▶ _Data excerpts_
- Opening Delimiter -

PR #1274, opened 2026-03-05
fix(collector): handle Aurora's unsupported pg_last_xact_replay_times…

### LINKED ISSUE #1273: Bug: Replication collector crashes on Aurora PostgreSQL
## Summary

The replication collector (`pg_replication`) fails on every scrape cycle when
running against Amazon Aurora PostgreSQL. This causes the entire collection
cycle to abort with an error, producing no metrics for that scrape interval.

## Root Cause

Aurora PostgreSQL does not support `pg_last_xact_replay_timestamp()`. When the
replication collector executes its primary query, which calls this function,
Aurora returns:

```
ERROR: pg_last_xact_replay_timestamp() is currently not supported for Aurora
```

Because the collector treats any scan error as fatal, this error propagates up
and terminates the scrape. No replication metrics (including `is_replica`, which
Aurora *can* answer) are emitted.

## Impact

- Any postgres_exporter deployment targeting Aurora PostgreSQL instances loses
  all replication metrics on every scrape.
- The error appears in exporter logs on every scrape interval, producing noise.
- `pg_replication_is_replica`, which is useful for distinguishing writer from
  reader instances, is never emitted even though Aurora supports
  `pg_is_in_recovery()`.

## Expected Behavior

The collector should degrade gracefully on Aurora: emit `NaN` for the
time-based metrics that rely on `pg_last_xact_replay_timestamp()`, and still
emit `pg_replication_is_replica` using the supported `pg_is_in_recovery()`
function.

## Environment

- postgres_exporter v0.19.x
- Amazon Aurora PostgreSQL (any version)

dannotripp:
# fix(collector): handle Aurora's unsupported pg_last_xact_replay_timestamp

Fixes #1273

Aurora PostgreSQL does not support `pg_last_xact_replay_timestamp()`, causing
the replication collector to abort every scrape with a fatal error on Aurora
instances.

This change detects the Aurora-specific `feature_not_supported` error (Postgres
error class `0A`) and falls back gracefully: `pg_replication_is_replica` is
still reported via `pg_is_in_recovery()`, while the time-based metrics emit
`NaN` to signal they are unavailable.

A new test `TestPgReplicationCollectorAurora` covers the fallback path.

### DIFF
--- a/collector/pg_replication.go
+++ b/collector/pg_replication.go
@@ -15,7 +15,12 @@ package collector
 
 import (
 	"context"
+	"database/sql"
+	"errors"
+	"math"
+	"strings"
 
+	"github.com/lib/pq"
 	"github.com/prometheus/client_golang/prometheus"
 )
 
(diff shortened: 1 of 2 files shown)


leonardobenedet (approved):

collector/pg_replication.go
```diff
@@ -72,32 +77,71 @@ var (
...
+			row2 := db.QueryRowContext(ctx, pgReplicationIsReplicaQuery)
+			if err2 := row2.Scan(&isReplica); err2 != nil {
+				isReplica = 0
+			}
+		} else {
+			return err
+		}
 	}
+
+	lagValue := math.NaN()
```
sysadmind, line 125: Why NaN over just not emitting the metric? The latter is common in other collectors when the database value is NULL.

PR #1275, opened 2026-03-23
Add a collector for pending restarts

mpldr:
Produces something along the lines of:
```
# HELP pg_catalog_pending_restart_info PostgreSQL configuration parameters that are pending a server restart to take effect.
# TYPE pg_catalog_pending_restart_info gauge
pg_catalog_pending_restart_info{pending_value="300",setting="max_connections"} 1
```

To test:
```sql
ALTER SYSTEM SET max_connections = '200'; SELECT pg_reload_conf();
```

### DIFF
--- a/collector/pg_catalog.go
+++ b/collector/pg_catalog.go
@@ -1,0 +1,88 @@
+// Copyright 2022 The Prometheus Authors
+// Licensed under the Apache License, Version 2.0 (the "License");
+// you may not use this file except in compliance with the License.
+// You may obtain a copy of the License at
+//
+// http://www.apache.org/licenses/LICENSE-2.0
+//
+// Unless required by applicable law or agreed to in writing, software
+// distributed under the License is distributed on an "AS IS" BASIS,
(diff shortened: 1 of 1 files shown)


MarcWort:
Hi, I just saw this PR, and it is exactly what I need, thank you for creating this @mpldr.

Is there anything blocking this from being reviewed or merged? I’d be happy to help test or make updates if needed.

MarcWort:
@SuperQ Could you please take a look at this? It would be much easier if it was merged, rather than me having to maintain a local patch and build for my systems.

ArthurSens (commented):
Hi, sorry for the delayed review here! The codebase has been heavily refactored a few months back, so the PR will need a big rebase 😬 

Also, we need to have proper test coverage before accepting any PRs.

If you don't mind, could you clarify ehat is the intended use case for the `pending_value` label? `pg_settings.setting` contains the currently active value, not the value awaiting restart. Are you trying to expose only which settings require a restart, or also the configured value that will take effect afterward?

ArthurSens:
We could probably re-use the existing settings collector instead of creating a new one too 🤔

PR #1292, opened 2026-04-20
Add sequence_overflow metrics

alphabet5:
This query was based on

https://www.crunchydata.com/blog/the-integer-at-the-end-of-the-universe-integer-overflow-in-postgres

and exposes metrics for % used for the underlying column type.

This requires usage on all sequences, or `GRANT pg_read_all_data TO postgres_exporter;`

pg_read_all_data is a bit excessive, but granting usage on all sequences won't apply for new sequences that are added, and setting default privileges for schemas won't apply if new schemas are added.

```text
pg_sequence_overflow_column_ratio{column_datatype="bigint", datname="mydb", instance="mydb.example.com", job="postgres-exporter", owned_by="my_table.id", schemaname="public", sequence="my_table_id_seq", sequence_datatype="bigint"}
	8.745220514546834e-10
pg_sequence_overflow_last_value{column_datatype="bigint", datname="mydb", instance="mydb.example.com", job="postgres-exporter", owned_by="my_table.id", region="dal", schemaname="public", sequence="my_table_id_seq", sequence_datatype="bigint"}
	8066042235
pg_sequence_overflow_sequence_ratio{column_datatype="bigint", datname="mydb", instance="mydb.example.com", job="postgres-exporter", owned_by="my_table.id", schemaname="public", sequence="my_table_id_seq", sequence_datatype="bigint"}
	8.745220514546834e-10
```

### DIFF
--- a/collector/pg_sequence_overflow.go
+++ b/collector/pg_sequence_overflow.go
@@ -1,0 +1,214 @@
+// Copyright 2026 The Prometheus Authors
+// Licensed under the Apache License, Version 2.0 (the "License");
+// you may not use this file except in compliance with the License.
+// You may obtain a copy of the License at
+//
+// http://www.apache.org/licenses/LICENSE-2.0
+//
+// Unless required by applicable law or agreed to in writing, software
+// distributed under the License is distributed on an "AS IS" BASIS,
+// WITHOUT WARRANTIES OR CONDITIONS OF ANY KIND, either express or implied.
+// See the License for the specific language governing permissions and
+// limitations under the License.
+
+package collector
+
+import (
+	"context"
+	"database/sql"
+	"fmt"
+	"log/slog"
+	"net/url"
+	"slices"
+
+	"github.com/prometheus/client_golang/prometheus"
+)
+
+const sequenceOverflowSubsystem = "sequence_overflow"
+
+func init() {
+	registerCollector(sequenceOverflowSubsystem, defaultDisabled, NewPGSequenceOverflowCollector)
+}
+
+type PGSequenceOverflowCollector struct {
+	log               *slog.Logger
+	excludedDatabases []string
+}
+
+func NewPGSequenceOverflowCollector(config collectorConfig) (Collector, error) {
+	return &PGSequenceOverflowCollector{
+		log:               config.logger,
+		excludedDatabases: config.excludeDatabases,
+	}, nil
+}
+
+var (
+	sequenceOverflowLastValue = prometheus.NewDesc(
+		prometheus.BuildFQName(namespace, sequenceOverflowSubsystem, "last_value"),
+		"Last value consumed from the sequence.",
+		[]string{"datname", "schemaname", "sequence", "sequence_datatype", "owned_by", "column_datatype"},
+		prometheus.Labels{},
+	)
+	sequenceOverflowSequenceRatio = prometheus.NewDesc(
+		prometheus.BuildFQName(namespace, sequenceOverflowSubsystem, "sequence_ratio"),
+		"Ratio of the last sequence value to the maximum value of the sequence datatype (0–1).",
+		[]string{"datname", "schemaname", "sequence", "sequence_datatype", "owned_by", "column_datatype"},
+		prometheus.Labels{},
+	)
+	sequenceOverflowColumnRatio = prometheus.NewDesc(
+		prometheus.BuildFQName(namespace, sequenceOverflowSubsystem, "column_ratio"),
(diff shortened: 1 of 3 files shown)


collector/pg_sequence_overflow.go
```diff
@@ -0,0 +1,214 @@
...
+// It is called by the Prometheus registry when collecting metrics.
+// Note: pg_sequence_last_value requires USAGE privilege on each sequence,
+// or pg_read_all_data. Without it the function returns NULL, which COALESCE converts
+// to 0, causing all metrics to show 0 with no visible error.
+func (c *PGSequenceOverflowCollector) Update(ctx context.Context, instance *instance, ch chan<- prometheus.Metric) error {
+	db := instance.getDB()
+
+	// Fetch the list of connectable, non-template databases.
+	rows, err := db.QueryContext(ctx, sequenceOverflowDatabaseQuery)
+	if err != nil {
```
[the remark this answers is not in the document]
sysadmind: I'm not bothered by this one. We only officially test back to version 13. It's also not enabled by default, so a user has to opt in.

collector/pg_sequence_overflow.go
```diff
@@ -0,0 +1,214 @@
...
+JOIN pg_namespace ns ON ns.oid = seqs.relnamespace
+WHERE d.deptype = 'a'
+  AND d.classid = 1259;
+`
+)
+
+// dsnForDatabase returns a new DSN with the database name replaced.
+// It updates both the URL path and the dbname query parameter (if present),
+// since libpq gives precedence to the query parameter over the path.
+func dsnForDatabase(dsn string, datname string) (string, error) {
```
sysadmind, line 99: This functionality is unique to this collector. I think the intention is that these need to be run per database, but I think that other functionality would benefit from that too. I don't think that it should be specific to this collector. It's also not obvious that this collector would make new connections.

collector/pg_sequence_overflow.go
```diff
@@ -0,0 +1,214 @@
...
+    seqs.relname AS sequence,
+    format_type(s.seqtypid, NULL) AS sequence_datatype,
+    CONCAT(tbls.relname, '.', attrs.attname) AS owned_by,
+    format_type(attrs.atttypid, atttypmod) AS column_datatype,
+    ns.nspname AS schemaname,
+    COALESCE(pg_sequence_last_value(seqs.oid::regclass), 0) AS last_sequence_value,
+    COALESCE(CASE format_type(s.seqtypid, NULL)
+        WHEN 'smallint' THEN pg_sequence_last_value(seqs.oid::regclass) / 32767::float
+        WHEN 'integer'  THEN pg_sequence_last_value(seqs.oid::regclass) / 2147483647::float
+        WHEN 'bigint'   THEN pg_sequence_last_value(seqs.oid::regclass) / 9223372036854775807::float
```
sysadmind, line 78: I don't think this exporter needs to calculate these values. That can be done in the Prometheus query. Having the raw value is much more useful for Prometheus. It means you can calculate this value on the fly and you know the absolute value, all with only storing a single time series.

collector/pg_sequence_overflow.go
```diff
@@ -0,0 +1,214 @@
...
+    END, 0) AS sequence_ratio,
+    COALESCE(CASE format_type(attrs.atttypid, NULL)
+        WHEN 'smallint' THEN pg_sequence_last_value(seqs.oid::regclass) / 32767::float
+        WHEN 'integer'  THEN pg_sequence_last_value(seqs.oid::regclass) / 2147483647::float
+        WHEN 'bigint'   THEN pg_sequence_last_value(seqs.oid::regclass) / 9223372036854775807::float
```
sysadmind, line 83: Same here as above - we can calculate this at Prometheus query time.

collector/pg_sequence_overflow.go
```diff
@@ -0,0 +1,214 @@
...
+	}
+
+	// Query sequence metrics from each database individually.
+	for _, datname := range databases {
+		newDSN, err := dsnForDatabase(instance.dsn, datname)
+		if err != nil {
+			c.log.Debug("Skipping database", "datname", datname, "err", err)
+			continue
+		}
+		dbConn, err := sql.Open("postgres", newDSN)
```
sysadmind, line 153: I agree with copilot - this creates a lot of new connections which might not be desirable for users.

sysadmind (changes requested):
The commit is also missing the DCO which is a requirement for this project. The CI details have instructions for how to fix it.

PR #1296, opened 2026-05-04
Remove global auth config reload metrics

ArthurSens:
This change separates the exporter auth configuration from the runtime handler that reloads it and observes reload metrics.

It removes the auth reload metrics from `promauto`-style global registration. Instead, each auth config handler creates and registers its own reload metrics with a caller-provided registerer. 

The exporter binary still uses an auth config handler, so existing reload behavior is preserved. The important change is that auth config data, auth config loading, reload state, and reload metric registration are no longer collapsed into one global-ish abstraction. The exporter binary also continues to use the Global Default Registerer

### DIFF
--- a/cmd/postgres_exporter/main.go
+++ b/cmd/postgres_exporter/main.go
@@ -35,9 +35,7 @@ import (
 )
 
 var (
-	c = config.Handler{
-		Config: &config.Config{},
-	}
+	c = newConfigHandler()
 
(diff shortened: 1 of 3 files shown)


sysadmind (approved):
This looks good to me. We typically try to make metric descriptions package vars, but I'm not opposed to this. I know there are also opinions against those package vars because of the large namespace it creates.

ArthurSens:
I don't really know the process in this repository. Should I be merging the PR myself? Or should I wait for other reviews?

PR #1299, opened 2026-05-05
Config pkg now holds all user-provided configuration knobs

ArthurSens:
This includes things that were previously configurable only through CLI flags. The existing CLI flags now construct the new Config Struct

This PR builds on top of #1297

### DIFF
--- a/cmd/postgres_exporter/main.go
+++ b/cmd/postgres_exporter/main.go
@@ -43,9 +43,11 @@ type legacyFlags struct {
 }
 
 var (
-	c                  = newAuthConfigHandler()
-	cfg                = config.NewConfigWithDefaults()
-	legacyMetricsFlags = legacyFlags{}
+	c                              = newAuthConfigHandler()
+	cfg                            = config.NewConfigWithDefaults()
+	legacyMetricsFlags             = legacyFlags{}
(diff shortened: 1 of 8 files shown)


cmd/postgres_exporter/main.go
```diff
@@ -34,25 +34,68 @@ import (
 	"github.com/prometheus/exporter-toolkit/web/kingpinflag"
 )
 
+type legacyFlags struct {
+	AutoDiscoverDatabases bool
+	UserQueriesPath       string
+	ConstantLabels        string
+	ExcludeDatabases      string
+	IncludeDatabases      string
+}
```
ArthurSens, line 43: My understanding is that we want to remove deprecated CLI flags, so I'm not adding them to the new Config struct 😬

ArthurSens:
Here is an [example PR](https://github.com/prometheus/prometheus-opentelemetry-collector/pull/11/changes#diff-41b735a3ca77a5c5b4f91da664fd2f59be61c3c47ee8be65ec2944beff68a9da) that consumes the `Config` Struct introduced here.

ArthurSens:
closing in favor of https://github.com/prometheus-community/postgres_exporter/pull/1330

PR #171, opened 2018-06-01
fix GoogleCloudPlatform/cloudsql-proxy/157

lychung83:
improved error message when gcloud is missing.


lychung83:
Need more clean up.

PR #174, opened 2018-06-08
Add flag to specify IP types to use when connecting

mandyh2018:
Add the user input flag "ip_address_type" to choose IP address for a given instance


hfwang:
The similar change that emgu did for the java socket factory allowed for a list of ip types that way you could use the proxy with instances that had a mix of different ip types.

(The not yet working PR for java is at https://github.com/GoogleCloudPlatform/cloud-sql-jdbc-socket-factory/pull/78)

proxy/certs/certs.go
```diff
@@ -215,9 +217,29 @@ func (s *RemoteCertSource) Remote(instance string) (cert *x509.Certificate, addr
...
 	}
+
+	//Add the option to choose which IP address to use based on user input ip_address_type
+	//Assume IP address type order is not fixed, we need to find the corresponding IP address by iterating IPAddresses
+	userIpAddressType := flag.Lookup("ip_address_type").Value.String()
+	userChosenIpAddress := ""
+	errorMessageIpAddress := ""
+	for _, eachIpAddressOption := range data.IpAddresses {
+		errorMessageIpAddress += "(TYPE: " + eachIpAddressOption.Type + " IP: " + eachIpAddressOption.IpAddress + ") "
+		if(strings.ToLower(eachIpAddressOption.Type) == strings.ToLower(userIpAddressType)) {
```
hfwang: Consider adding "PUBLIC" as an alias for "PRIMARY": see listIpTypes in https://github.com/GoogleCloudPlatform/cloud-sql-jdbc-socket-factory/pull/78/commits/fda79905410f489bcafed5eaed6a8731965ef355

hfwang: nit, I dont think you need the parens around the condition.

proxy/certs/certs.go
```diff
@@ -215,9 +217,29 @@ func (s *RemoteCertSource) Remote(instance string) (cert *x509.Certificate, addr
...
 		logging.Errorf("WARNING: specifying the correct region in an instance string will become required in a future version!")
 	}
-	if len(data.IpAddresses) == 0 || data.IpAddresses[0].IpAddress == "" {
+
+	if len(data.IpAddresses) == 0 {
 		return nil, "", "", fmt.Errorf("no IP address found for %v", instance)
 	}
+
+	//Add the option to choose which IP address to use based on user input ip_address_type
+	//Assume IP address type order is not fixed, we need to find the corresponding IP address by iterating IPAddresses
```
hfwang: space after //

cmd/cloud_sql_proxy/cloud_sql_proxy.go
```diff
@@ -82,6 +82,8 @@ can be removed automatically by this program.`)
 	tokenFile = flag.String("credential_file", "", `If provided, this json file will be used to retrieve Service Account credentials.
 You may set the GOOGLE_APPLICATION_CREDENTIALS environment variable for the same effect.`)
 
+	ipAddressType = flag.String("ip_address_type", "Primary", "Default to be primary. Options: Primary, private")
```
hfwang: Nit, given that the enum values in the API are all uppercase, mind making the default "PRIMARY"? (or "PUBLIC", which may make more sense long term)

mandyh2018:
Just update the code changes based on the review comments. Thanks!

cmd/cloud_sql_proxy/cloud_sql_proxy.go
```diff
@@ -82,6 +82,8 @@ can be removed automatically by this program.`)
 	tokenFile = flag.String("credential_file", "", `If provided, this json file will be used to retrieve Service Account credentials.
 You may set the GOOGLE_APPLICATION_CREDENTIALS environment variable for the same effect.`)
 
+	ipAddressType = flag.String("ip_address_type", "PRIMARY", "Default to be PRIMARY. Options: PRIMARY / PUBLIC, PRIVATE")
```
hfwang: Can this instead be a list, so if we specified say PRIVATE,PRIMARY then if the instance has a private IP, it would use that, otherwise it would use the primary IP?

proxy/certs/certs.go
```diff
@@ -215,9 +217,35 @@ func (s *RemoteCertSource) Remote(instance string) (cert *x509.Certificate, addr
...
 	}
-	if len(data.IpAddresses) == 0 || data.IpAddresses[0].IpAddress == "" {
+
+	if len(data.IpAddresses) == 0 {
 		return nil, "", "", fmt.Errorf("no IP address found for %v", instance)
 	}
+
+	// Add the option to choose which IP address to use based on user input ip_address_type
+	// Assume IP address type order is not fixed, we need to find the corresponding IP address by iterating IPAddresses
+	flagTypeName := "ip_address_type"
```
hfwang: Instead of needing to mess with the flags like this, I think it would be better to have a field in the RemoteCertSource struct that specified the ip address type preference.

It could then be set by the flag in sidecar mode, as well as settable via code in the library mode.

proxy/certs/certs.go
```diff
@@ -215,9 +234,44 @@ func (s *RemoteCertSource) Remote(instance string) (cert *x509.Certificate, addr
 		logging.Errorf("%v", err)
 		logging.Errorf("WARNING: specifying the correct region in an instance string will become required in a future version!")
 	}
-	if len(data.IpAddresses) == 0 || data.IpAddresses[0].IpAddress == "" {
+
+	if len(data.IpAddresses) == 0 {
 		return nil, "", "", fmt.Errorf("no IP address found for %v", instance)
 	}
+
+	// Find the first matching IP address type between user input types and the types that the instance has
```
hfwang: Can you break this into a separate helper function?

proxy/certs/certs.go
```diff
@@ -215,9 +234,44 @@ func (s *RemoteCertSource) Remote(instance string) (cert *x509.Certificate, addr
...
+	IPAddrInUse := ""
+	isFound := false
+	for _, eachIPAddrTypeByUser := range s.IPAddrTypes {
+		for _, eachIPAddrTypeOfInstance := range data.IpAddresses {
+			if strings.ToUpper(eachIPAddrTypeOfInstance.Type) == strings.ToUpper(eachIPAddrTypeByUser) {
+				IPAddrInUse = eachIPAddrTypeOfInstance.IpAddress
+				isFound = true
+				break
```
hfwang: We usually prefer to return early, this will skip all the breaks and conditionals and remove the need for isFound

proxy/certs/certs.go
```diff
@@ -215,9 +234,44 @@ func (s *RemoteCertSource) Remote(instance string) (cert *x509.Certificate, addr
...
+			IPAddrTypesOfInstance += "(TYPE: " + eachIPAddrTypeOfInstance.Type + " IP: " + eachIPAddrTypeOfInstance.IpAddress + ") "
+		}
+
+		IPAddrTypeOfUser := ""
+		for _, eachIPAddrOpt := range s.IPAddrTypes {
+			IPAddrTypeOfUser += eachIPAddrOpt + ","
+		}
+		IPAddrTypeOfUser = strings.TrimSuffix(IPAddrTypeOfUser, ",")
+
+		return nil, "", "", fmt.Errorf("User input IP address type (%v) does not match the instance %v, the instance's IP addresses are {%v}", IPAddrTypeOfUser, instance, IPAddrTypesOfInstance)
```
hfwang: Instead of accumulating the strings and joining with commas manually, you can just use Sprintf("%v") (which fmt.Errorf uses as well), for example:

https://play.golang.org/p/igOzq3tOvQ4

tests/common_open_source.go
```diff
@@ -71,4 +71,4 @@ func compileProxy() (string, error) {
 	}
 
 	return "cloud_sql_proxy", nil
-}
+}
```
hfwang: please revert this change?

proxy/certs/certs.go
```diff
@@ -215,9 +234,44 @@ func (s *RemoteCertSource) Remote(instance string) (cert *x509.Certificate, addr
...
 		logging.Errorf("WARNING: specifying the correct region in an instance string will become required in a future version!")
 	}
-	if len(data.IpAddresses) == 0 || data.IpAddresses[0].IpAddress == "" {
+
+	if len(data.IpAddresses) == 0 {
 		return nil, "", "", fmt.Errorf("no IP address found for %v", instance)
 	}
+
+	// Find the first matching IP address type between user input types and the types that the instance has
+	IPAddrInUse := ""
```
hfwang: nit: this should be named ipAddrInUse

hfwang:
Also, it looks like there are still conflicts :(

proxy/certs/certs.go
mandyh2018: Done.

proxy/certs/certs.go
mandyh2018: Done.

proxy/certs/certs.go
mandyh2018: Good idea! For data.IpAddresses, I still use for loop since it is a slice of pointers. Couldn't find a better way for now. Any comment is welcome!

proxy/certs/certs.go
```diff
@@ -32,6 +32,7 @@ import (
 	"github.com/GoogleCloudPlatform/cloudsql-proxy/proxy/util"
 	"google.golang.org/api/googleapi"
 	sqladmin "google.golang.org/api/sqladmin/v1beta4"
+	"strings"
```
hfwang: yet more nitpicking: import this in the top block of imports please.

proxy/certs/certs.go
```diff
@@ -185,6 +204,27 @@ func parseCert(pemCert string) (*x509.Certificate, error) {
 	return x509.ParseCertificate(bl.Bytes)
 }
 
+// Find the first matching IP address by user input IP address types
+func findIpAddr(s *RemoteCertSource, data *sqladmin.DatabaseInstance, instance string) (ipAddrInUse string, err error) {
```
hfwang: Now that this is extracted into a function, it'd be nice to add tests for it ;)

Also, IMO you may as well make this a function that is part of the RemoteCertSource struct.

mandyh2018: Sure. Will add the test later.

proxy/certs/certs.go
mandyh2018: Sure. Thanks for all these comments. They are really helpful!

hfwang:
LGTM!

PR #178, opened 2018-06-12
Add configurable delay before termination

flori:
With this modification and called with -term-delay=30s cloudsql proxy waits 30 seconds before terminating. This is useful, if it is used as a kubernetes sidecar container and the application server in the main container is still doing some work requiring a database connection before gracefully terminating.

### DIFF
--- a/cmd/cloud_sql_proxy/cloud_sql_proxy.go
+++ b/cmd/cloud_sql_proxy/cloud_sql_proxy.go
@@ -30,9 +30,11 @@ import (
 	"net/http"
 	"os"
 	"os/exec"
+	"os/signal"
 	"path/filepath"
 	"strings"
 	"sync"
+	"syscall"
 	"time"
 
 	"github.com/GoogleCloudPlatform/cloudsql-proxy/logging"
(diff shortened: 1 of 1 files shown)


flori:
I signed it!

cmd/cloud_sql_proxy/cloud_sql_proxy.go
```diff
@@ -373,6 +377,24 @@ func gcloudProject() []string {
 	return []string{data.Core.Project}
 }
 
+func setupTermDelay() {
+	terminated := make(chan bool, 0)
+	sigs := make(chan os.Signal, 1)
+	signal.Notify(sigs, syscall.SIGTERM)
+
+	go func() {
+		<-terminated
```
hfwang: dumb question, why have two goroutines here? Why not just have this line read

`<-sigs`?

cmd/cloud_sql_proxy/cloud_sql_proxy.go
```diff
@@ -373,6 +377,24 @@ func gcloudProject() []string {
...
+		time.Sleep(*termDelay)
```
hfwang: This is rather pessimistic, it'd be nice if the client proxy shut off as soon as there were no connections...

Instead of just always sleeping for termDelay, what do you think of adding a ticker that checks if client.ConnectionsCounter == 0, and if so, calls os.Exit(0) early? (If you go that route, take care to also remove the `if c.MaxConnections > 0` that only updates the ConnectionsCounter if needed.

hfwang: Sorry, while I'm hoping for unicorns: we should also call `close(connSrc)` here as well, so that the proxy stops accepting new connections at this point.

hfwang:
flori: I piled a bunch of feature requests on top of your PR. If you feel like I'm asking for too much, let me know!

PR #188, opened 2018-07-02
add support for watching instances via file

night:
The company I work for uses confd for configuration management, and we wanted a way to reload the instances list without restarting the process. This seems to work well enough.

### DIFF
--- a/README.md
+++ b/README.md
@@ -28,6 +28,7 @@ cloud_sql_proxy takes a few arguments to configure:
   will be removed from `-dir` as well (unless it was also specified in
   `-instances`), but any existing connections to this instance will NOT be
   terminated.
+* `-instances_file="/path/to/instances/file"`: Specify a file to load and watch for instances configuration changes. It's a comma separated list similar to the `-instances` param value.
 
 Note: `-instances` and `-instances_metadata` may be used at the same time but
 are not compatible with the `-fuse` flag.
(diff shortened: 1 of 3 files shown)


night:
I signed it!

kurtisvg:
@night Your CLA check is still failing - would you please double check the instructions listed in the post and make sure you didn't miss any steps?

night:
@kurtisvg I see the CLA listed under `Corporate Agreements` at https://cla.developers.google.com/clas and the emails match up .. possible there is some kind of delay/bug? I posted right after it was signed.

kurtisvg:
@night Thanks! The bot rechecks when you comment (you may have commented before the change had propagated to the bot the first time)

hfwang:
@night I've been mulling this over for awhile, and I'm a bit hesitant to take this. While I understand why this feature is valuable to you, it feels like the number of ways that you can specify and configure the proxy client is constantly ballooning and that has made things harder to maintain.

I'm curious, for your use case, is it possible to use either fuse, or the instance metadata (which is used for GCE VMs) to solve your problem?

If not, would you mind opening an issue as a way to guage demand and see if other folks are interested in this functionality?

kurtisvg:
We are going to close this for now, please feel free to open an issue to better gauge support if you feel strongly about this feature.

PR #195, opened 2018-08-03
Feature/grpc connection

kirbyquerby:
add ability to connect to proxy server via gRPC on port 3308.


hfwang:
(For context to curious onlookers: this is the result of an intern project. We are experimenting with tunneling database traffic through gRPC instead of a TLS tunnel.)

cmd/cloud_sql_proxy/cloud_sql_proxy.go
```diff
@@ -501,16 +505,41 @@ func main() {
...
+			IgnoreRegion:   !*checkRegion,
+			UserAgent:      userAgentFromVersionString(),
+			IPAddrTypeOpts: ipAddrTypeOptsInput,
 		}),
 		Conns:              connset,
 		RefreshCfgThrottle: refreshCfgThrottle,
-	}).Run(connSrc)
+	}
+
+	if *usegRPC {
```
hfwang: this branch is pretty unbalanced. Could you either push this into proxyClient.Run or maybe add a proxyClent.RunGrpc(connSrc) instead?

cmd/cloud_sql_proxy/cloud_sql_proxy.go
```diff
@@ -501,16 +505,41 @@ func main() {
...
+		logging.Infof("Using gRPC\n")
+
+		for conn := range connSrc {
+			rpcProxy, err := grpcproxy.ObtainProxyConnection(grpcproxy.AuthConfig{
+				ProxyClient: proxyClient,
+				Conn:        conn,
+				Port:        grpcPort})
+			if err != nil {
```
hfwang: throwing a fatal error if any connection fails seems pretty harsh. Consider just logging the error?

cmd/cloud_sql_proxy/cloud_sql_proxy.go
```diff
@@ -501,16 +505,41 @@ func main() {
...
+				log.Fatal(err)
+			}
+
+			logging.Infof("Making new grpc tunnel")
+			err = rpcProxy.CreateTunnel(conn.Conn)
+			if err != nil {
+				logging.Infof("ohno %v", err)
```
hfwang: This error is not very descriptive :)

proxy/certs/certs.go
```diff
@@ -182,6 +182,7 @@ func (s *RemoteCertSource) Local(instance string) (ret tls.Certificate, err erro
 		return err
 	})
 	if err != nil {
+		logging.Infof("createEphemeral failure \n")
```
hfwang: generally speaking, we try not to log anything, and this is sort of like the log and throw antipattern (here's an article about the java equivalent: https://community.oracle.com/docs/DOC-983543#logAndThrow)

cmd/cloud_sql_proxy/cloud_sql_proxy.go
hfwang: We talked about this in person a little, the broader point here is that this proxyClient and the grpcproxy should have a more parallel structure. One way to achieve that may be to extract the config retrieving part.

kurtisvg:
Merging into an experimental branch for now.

- Closing Delimiter -

▶ _Task to complete_
Select the lines from the entries that include the word "factory".

▶ _Response to the exercise_
The similar change that emgu did for the java socket factory allowed for a list of ip types that way you could use the proxy with instances that had a mix of different ip types.
(The not yet working PR for java is at https://github.com/GoogleCloudPlatform/cloud-sql-jdbc-socket-factory/pull/78)
hfwang: Consider adding "PUBLIC" as an alias for "PRIMARY": see listIpTypes in https://github.com/GoogleCloudPlatform/cloud-sql-jdbc-socket-factory/pull/78/commits/fda79905410f489bcafed5eaed6a8731965ef355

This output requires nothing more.